Le supplice, à mon gré, le plus rude de tous,
Le plus propre à vexer un malheureux époux,
C’est une femme auteur, bavarde insupportable,
Qui du chantre d’Enée, en prenant place à table,
Commence par vanter le poème divin ;
S’attendrit sur Didon et son triste destin,
Compare les écrits, les juge en maître habile,
Et, la balance en main, pèse Homère et Virgile.
Tout fléchit devant elle et baisse pavillon :
Les rhéteurs sont vaincus ; les clients, le patron,
A ces cris qu’on prendrait pour un son de clochette,
Demeurent interdits et la bouche muette ;
Et de ce carillon tel est le bruit confus,
Que l’huissier, l’avocat, le plaideur, je dis plus,
Qu’une autre femme en vain voudrait se faire entendre.
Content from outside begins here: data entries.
PR #347, opened 2020-10-26
[Draft] Reimplement extension registry using observe

kitchoi:
This PR demonstrates how the `ExtensionRegistry` can be rewritten using `observe` from Traits 6.1.

Instead of rewriting the `ExtensionRegistry`, I added an `ObservableExtensionRegistry` which reimplements the `ExtensionRegistry` interface using `observe`.

I shifted all of the tests on `ExtensionRegistry` to mixin classes and run the same tests again this new extension registry.  I also added more tests. These tests demonstrate one discrepancy in `ObservableExtensionRegistry`: a weakref is held for a nonmethod handler in ExtensionRegistry, but for ObservableExtensionRegistry, a strong reference will be held. However the weakref handling for nonmethod handler looks unnecessary in ExtensionRegistry, as such handling is immediately countered in the only usage I could find:
https://github.com/enthought/envisage/blob/8245931f7e3dfcb6513bfb7dc2ae9b10ca6f89a1/envisage/extension_point.py#L226-L229

In summary, I think the approach has worked well...

The original motivation was to find a solution to #291, and I tried to explore whether reimplementing the extension registry using observe and TraitList would provide a fix... 

The answer is No. :) Therefore I don't intend for this PR to be merged, I will close this after CI is green.

### DIFF
--- a/envisage/extension_registry.py
+++ b/envisage/extension_registry.py
@@ -11,14 +11,19 @@
 
 
 # Standard library imports.
+import functools
 import logging
 import types
 import weakref
 
 # Enthought library imports.
-from traits.api import Dict, HasTraits, provides
+from traits.api import (
+    ComparisonMode, Dict, HasTraits, Instance, List, provides, Str, Tuple,
+)
+from traits.observation.api import trait, observe
 
 # Local imports.
+from .extension_point import ExtensionPoint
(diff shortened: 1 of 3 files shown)


kitchoi:
> The answer is No. :) Therefore I don't intend for this PR to be merged, I will close this after CI is green.

Closing... :)

PR #348, opened 2020-10-26
Add apptools to source_dependencies in etstool.py

aaronayres35:
In #162 cron jobs were set up and the framework was added so that they could installed ets packages from source.  `apptools` was not included originally in the list of `source_dependencies`, but it should be.


rahulporuri (approved):
LGTM

PR #359, opened 2020-11-04
[WIP] Contributing a few examples to etsdemo

### LINKED ISSUE #320: Consider contributing a few examples to etsdemo.
For the 5.0.0 release, it might be good to contribute a few of the example envisage applications to the etsdemo application. The following examples work as expected and make for a good start : 

- hello world.
- MOTD.
- tasks attractors.

aaronayres35:
closes #320 

In this PR I currently attempt to contribute a few examples to etsdemo.  To do so, I added the entry point to `setup.py`, defined a function in the package to return info about the files, and copied the examples over to sit inside the package. 
Additionally, I removed the logging related code from the examples that were copied into the package.

I copied not moved the examples because I believe the documentation has links to them currently.  

Currently, the examples do not run. As is mentioned on the issue, they assume a specific Python Path when they are run which causes problems.   Modules seem to get renamed inside the file tree in the demo (e.g. `acme` is shown as `Acme`, underscores turn to spaces).  When clicking run with the `run.py` file selected for the `MOTD` example, the following traceback occurs:
```
  File "/Users/aayres/Desktop/traitsui/ets-demo/etsdemo/app.py", line 472, in run_code
    exec(self.source, locals, locals)
  File "<string>", line 5, in <module>
ModuleNotFoundError: No module named 'acme'
```
I'm unsure how to best resolve this problem. @kitchoi any suggestions would be appreciated.  My only idea currently is to define the relevant classes, etc. in just one file (for MOTD this isnt _too_ noisy), but this is not the right solution.

 However, the current `hello_world.py` example seems like it should run fine (no errors occur currently), but no output is printed.  It only imports from `traits.api` and `envisage.api`.  I'm unsure what the problem is here.


kitchoi:
> I copied not moved the examples because I believe the documentation has links to them currently.

I'd very much prefer not duplicating the examples because of the documentation links. We should try to update the documentation source so that we can move the examples instead of duplicating them.

There are two possible solutions to solving this issue:
(1) Temporarily modify `sys.path` when the application runs (see #377)
(2) Since the examples are moved into `envisage`, we can make use of namespace packages. e.g. we will have to change `from acme import ...` to `from envisage.examples.MOTD.acme import ...` instead. But places where package dependencies are evaluated at runtime, e.g. `ExtensionPoint(List(Instance("acme.motd.api.IMessage")))`, those will need to be changed as well, e.g. to `ExtensionPoint(List(Instance("envisage.examples.MOTD.acme.motd.api.IMessage")))`. Therefore I prefer option (1).

kitchoi:
> I'd very much prefer not duplicating the examples because of the documentation links. We should try to update the documentation source so that we can move the examples instead of duplicating them.

See #379

aaronayres35:
superseded by #380

PR #326, opened 2023-06-20
Rename filename when extension is 'jfif' or 'jpg'

njseeto:
### Rename filename when extension is 'jfif' or 'jpg'

We have a user who relies on consolidating the uploaded file name of email attachments with the filenames in the users answers.

When a user uploads a file that has the extension of either 'jfif' or 'jpg', the mime type used is jpeg. This is because all these extensions are of mime type jpeg.
Our submitter uses the mime type as the extension to ensure the email attachment is not corrupt and can be downloaded.

This commit silently changes the filenames to ensure we use the same extension that will be created when a jfif or jpg image is uploaded.

### Bump to version 3.0.4


spec/models/page_answers_spec.rb
```diff
@@ -151,26 +151,47 @@
...
+            let(:expected_mimetype) { 'image/gif' }
+
+            it 'returns file details hash' do
+              expect(
+                page_answers.send('dog-picture_upload_1')
+              ).to include(expected_answer)
+            end
+          end
+
+          context 'when file extension should be renamed' do
```
StevenLeighton21, line 181: Incredibly picky comment so feel free to ignore but the bug we're fixing is JFIF and JPG to use JPEG, so might be nice to add test cases to cover both JFIF and JPG

StevenLeighton21 (approved):

StevenLeighton21 (approved):

PR #333, opened 2023-06-28
Determine if standaloine pages contain placeholder values

chrispymm:
Standalone pages are created with default templates that contain various bits of placeholder text that a form editor needs to relace with their own content e.g.

> [list the type of personal data used e.g. name, address, contact details etc]
>
>We also collect special categories of information, such as [delete this section if not >applicable]:

We need to be able to identify when a form editor has replaced all of these placeholder elements within the page body text.

This PR creates a lisat of these placeholder values within the translations file, and this is then used within a regex to scan the body text for matches.

### Is the translationms the right place for this list?  
It feels good for it to be adjacent to the actual content, but there is duplication which means when updating the body content, you have to be sure to update all the placeholders

### Could/should we use the placeholders as replacements?  
Theoretically, yes, we could do something like this:
```
#en.yml
body: "We also collect special categories of information, such as %{0} and %{1}"
placeholders:
  - "[delete this section if not applicable]"
  - "[more placeholder content]"

#html.erb file
t('presenter.footer.privacy.body', **(t('presenter.footer.privacy.placeholders').map.with_index {|v,i| [i,v]}.to_h})) 
```
However this is hard to read in code, and harder to read and write the translations (IMO)

### Could we eliminate the need for the 'placeholders' key entirely and be more dynamic?
Yes, but we'd need to change how we surround our replacements.  

Currently we use `[]` to mark our placeholders, however this is also valid markdown syntax for links, so we can't use a regex to simply check for the existence of [].  (Also it is within reason that someone could also legitimately use sinlge quare brackets in their content.

If we were to update our placeholders to something like `{{ }}` then we could use one regex to find if there were any within the content, without needing to explicitly check for their contents.

This would proibably require updating other areas where we use these type of replacement strings for consistency (e.g. in the email copy) and that might be non-trivial.


spec/models/page_spec.rb
```diff
@@ -359,4 +359,56 @@
       expect(expected_items.first.value).to eq('123')
     end
   end
+
+  describe '#contains_placeholders?' do
+    context 'when page has placeholders' do
+      subject(:page) { service.find_page_by_url('privacy') }
+
+      before do
+        allow(page).to receive(:placeholders).and_return(['[insert your organisation name]'])
```
StevenLeighton21, line 368: _super_ picky comment but it's probably worth having another item in this placeholder array to test your join in the regex generation

StevenLeighton21 (approved):

PR #335, opened 2023-07-06
Fix 404 when resuming form with custom CYA page

StevenLeighton21:
Save and return would fail if the form had a custom check answers page as it was being looked up by URL, where it should be looked up by type.

Working in dev on the pentest form
image


njseeto (approved):
🚀

PR #339, opened 2023-07-10
Multi file upload

StevenLeighton21:
Single upload page

image

Multiple files

image

Required validation

image

File type validation

image

Duplicate file validation

image

Limit reached

image

Can duplicate files from other pages, filenames will be appended

image

File names are sanitised

image

image

Check your answers!

image


app/controllers/metadata_presenter/answers_controller.rb
```diff
@@ -67,6 +116,16 @@ def render_validation_error
       render template: page.template, status: :unprocessable_entity
     end
 
+    def incoming_answer
```
StevenLeighton21, line 119: The multi upload component is the first to treat incoming answers as additional to the existing ones for that component. It's meant treating them as a special case in a lot of places, and if we implement further components that behave this way we might consider refactoring this.

app/models/metadata_presenter/page_answers.rb
```diff
@@ -53,6 +55,64 @@ def upload_answer(component_id, _count)
...
+      end
+
+      if answers.blank?
+        return nil
+      end
+
+      if answers.is_a?(Hash) # rendering only existing answers
+        if answers[component_id].blank?
+          return
+        end
```
njseeto, line 85:
```suggestion
       return if answers[component_id].blank?
```

njseeto (commented):
great stuff, just a couple of comments around refactoring

njseeto (approved):

PR #342, opened 2023-07-25
Component schema changes

njseeto:
## Add conditionals and expressions in the content component schema
As part of the conditional content visibility work, the content components will need to accept the `conditionals` key and, within that,`expressions` key.
Adding these into the content component schema in preparation for when we start injecting conditional metadata into these components.
Since the presence of `conditionals` or `expressions` attributes are not required in the content component schemas this should not affect existing content components.

## Remove the `body` attribute from Content Pages and Confirmation Pages
When a user creates either a Content page or a confirmation page, a default body attribute with the value '[Optional content]' is created. From the UI, this looks like a content component, but it is actually the body attribute.
Since it is not a content component in the metadata, any content in this 'body' attribute cannot be made conditional.

To reduce any confusion on these pages, the 'body' attribute has been removed so any newly created content pages or confirmation pages will not have the default '[Optional content]'. This will force the form editor to create a content component.

In terms of existing content or confirmation pages, if the form editor has not modified the 'body' (ie: it is still set as '[Optional content]') it will not be rendered. If the body attribute has been modified by the form editor, the content will be shown in both the runner and the editor.

### Content Page - Before
Screenshot 2023-07-25 at 12 44 02

### Content Page - After
Screenshot 2023-07-25 at 12 42 50

### Confirmation Page - Before
Screenshot 2023-07-25 at 12 52 42

### Confirmation Page - After
Screenshot 2023-07-25 at 12 53 26

## Bump to presenter version 3.2.0

### DIFF
--- a/schemas/component/content.json
+++ b/schemas/component/content.json
@@ -42,35 +42,7 @@
             ]
           },
           "expressions": {
-            "$ref": "#/definitions/expressions"
-          }
-        }
-      }
-    },
-    "expressions": {
-      "type": "array",
-      "items": {
-        "type": "object",
-        "properties": {
-          "operator": {
-            "type": "string",
-            "enum": [
-              "is",
-              "is_not",
-              "is_answered",
-              "is_not_answered",
-              "contains",
-              "does_not_contain"
-            ],
-            "page": {
-              "type": "string"
-            },
-            "component": {
-              "type": "string"
-            },
-            "field": {
-              "type": "string"
-            }
+            "$ref": "definition.expressions"
           }
         }
       }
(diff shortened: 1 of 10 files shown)


schemas/component/content.json
```diff
@@ -17,6 +17,63 @@
       "type": "string",
       "content": true,
       "multiline": true
+    },
+    "conditionals": {
```
StevenLeighton21, line 21: Is the schema for conditionals re-usable from branching? If so do we have those we can reference, if not, part of me wants to call them something like content_visibility_conditions or something just to be explicit

StevenLeighton21 (dismissed):

StevenLeighton21 (approved):

PR #347, opened 2023-08-10
Save and return invalid date fix

StevenLeighton21:
Saving progress skips validation, so if an invalid date is saved it will cause a 500 error when rendering the resume progress page.
This prevents the error with an empty string.


njseeto (approved):
🚀

PR #348, opened 2023-08-11
Inform form filler of the confirmation email

H3ll3m4:
[Trello](https://trello.com/c/SzV8RNaW/3524-inform-form-filler-of-the-confirmation-email)

This is a really simple change to inform the form filler of the use of confirmation email.
We are adding a disclaimer for the email input page and the check your answer page. 

On the email input we warn the user the email will be used:
Screenshot 2023-08-11 at 16 20 38

For the check your answer page, we warn the user depending the confirmation email is enabled or not:
Screenshot 2023-08-11 at 16 22 12


app/views/metadata_presenter/component/_email.html.erb
```diff
@@ -9,3 +9,12 @@
     spellcheck: "false",
     autocomplete: "email"
 %>
+
+<% if is_confirmation_email_question? %>
+  <div class ="govuk-warning-text">
+    <span class="govuk-warning-text__icon" aria-hidden="true">!</span>
+    <strong class="govuk-warning-text__text">
```
StevenLeighton21, line 16: I think a space is needed here between the span and the text? I think we use the govuk margin class elsewhere,  add `govuk-!-margin-right-2` to the span class? It's not present in the example but in the screenshot the icon looks too close to the text :D

StevenLeighton21 (approved):
Looks good - approved with minor comment about the visual

app/views/metadata_presenter/component/_email.html.erb
H3ll3m4: Sorry this was solved at some point. This is how it looks like now: image

StevenLeighton21 (approved):

PR #356, opened 2023-11-02
Update json-schema gem

zheileman:
Use latest `json-schema` version (4.1.1).

Since version 3.0.0, the gem also performs validation of `const` attributes.

Attribute `_type` (const) in _radios_, _checkboxes_ and _date_ components was being wrongly validated against a
  duplicated `_type` inherited from `definition.fieldset`. Removed this attribute from the fieldset definition.

Added missing `page.exit` to allowed page types in base schema.

Fixed warning "character class has '-' without escape" in a pattern regexp.

### DIFF
--- a/.gitignore
+++ b/.gitignore
@@ -2,8 +2,7 @@
 log/*.log
 pkg/
 
-spec/dummy/db/*.sqlite3
-spec/dummy/db/*.sqlite3-journal
+spec/dummy/db/*.sqlite3*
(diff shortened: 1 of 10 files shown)


StevenLeighton21 (approved):

H3ll3m4 (approved):
🚀

StevenLeighton21 (approved):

Phoebé, toi que des cieux un charme a fait descendre,
A quoi bon ces bassins, ces clairons, ces tambours ?
Elle seule au besoin viendrait à ton secours.
Ce n’est pas encor tout ; philosophe nouvelle,
Le portique n’a rien qui soit caché pour elle.
Car, sitôt qu’une femme a la prétention
De briller par le style et l’érudition,
Elle peut bien aussi, discourant sur l’honnête,
Marquer le point précis où le juste s’arrête,
Se baigner pour un as, retrousser son manteau,
Et faire au dieu des bois l’offrande d’un pourceau.
Garde-toi, Posthumus, d’admettre dans ta couche,
La femme qui, toujours de grands mots à la bouche,
Rougirait de parler avec simplicité ;
Qui décoche avec art l’enthymème écourté ;
Qui sait tout, juge tout, histoire, vers et prose ;
Il est bon qu’une femme ignore quelque chose.